Die Erfindung betrifft ferner ein Verlegeverfahren eines Estrichs, umfassend den Schritt des Verlegens eines Estrichs, wobei in einem vorhergehenden Verklebeschritt ein folienartiges Gebilde auf einem Untergrund oder einer über dem Untergrund angeordneten Trennlage, beispielsweise auf einer PE-Folie, PVC-Folie, Schrenzlage, einem Bitumenpapier oder einem Kraftpapier, oder einer Trittschalldämm- und/oder Wärmedämmschicht aufgeklebt wird.

Beschreibung[de]

Die Erfindung betrifft einen Estrich mit einem daran untergrundseitig angrenzenden, folienartigen Gebilde sowie ein zugehöriges Estrichverlegeverfahren. Als Estrich bezeichnet man allgemein eine in der Regel aus Zementmörtel, Anhydrit, Calciumsulfathydrat, Gussasphalt, Kunstharz, Magnesit oder aus Trockenbauplatten (z.B. Gipsfaserplatten) hergestellte, wenige cm dicke Fußbodenschicht über dem tragenden Untergrund, welche unmittelbar genutzt werden kann oder mit einem Bodenbelag überdeckt wird. Man unterscheidet Verbundestriche, Estriche auf einer Trennschicht, Estriche auf einer Dämmschicht („schwimmender Estrich"). Die Erfindung betrifft die beiden letzt genannten Arten von Estrichen. Normenrechtlich gesehen ist die wesentliche Grundlage neben diversen Merkblättern von ZDB [Zentralverband des Deutschen Baugewerbes] und BEB [Bundesverband Estrich und Belag] die DIN 18560 "Estriche im Bauwesen".
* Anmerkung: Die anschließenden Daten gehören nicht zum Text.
PR #3890, opened 2026-08-26
Email auth not required

### LINKED ISSUE #3866: Email auth required but should not be
**Describe the bug**
the UI and Sent test requires that a password is entered, but Google Workspace uses IP whitelists instead of email auth, and does not allow smtp auth anymore.  I cannot configure email notification at this time.

**Expected behavior**
auth and password should be optional.

shlokmestry:
## Describe your changes

The email settings form required an SMTP password before a test email could be sent or the "Send Test Email" button enabled, even though the backend already treats `systemEmailPassword` as optional. Providers like Google Workspace that use IP allowlisting instead of SMTP auth have no password to enter, so the form blocked a valid configuration.

- Removed the password requirement from the pre-flight check in `handleSendTestEmail` and from the "Send Test Email" button's `disabled` condition — only host, port, and address remain required.
- Fixed a regression this introduced: when a password is already saved server-side, the (hidden) password field defaults to `""`, so the test-email request would silently send an empty password and could break a working authenticated config. `systemEmailPassword` is now only included in the payload when the user actually enters one, matching the existing pattern used for the other optional email fields.

Fixes #3866

- [x] I have added i18n support to visible strings (instead of `<div>Add</div>`, use): n/a — no new UI strings added
- [ ] I ran `npm run format` in server and client directories, which automatically formats your code.
- [ ] I took a screenshot or a video and attached to this PR if there is a UI change.****

### DIFF
--- a/client/src/Pages/Settings/index.tsx
+++ b/client/src/Pages/Settings/index.tsx
@@ -197,12 +197,14 @@ export const SettingsPage = () => {
 			systemEmailHost: formValues.systemEmailHost,
 			systemEmailPort: formValues.systemEmailPort,
 			systemEmailAddress: formValues.systemEmailAddress,
-			systemEmailPassword: formValues.systemEmailPassword,
 			systemEmailSecure: formValues.systemEmailSecure,
 			systemEmailPool: formValues.systemEmailPool,
 			systemEmailIgnoreTLS: formValues.systemEmailIgnoreTLS,
 			systemEmailRequireTLS: formValues.systemEmailRequireTLS,
 			systemEmailRejectUnauthorized: formValues.systemEmailRejectUnauthorized,
+			...(formValues.systemEmailPassword && {
+				systemEmailPassword: formValues.systemEmailPassword,
+			}),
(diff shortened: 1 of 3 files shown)


sanmaxdev (changes requested):
Blocking: this removes the client-side password requirement, but `EmailService` still always passes an `auth` object with `user: systemEmailUser || systemEmailAddress` and the optional password. Nodemailer treats that shape as `LOGIN` even when the password is absent, so an IP-allowlisted relay still attempts SMTP authentication.

Please omit `auth` from the transport configuration when no credentials are configured, and add a unit test for the no-auth transport shape in `emailService.test.ts`.

shlokmestry:
@sanmaxdev Thanks for the catch - fixed in 46a822d. `auth` is now only attached to the nodemailer transport config when `systemEmailPassword` is actually set, so an IP-allowlisted relay (no password configured) no longer triggers LOGIN auth. Also added unit tests covering both the no-auth and with-auth transport shapes in `emailService.test.ts`. Ready for another look.

PR #3913, opened 2026-09-02
Localize formatDuration output

### LINKED ISSUE #3891: i18n: Add localization to the duration helpers
# Add localization to the duration helpers

## The issue

Currently the `formatDuration` function has an argument that expands single-letter durations (i.e. `5s`) into full-word durations (i.e. `5 seconds`). The underlying library used explicitly doesn't support localization ( https://github.com/sindresorhus/pretty-ms/pull/35 ) and has the values for these strings hardcoded, for the benefit of being a really tiny library that just does what it says on the box.

That argument is really only used on the MonitorStatus detail page, where both the label as well as the duration are hardcoded to english:
```tsx
{!isSmall && (
	<>
		<Dot />
		<Typography>
			Checking every {formatDuration(monitor?.interval, true)}
		</Typography>
	</>
)}
```

Having durations be internationalized wherever they are formatted in the longer format would also be beneficial to the UI in other places, where these were manually translated for now, but also my PR for a dynamic interval UI here: https://github.com/bluewave-labs/Checkmate/pull/3881

## Possible fix

I'd be happy to implement a fix, but want to align on the solution first.

Imho the best option is just moving from pretty-ms to a more complete datetime library like dayjs for example (still really tiny at 2kb minified) that has support for loading additional locales out of the box. Changes would be limited to the packages + `client/src/Utils/TimeUtils.ts`

see the following for reference:
https://day.js.org/
https://day.js.org/docs/en/durations/humanize
https://day.js.org/docs/en/i18n/instance-locale

fabiangigler:
Closes #3891

## Summary

- Add options for localized long and relative `formatDuration` output.
- Use `Intl.NumberFormat` and `Intl.RelativeTimeFormat`.
- Apply the localized formatter to monitor intervals and last-check times.

Day.js uses fuzzy relative durations, formatting values such as 8 seconds as “a few seconds,” and its locales generally do not define numeric seconds. The Intl APIs provide localized numeric units and relative wording and are supported by current browsers and Node.js.

## Before and After

Note that the screenshots show two additional differences besides just the localization:
- "Active for" times have been shortened in the current dev branch unrelated to the changes in this PR
- This PR introduces both a plain `long` (just showing the number and long form unit word) and a relative option (showing the number, unit word + "ago") however, both of them round down to the highest unit (only minutes instead of minutes and seconds) which is the only way to get the nicer relative localizations out of the box.

Also domains are blurred just for the screenshots.

### English
grafik
grafik

### German
grafik
grafik

## Additionally

- We could also show a relative time for the certificate (and domain) expiry.
- Show the long, nicer form for the "Active for" duration.

### DIFF
--- a/client/src/Components/design-elements/MonitorStatus.tsx
+++ b/client/src/Components/design-elements/MonitorStatus.tsx
@@ -8,8 +8,11 @@ import { typographyLevels } from "@/Utils/Theme/Palette";
 import useMediaQuery from "@mui/material/useMediaQuery";
 import { LAYOUT } from "@/Utils/Theme/constants";
 import { formatDuration } from "@/Utils/TimeUtils";
+import { useTranslation } from "react-i18next";
+
 export const MonitorStatus = ({ monitor }: { monitor: Monitor }) => {
 	const theme = useTheme();
+	const { t, i18n } = useTranslation();
 	const isSmall = useMediaQuery(theme.breakpoints.down("md"));
 
 	if (!monitor) {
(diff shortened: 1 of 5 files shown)


ajhollid (approved):
Thnaks for this PR!  I pushed two additional commits to handle formatting and pass required values from the call sites after merging your other PR.   Thank you for your contribution here!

Der Begriff „schwimmender Estrich" bezeichnet Estriche, die auf Dämmschichten verlegt werden und auf diesen gewissermaßen »schwimmen«. Der schwimmende Estrich wird eingesetzt, um die Wärme- und Trittschalldämmung der Fußbodenkonstruktion zu verbessern. Bei schwimmenden Estrichen sind regelmäßig die Dämmstoffe mit einer Folie abgedeckt, um zu verhindern, dass Anmachwasser aus dem Frischestrich während der Verlegung in Erstere eindringt.

Der Begriff „schwimmend" impliziert bereits, dass der Estrich einer gewissen Bewegung unterworfen sein wird. Dies sind z. B. auf der einen Seite Verkürzungen der Estrichplatte im Rahmen des Schwindvorgangs oder auf der anderen Seite Erweiterungen der Estrichplatte (positive Längenänderungen) z. B. durch Temperaturerhöhungen. Deshalb ist es entscheidend, dass der Estrich sich frei bewegen kann und an keiner Stelle Kontakt zu aufgehenden Bauteilen hat und von diesen durch einen Randstreifen getrennt ist. Ferner darf die zuvor genannte Folie weder Falten noch Aufwerfungen aufweisen. Ist dies nicht der Fall, so besteht Gefahr, dass die Estrichplatte sich bei Längenänderungen dort „aufhängt", und es zur Entstehung von Spannungen und, daraus resultierend, zu Rissen kommt. Kürzliche Untersuchungen haben gezeigt, dass insbesondere an den ungewollten Faltkanten in der Folie Sollbruchstellen im Estrich entstehen.

Es hat sich ferner gezeigt, dass durch eine flache Ausbreitung der Folie alleine die Bildung dieser Falten und Auswerfungen nicht zuverlässig vermieden werden können. Werden insbesondere Randstreifen mit einem Winkel verwendet, der auf das Dämmmaterial aufgeklebt wird, wie sie beispielsweise im deutschen Gebrauchsmuster mit der Rollennummer G 83 06 651.9 beschrieben sind, verwendet, kann es besonders leicht zu Verwerfungen kommen, da die aufgeklebten Winkel die Bewegung der bereits verlegten Folie besonders stark einschränken bzw. diese leicht durch die Winkel verschoben werden kann.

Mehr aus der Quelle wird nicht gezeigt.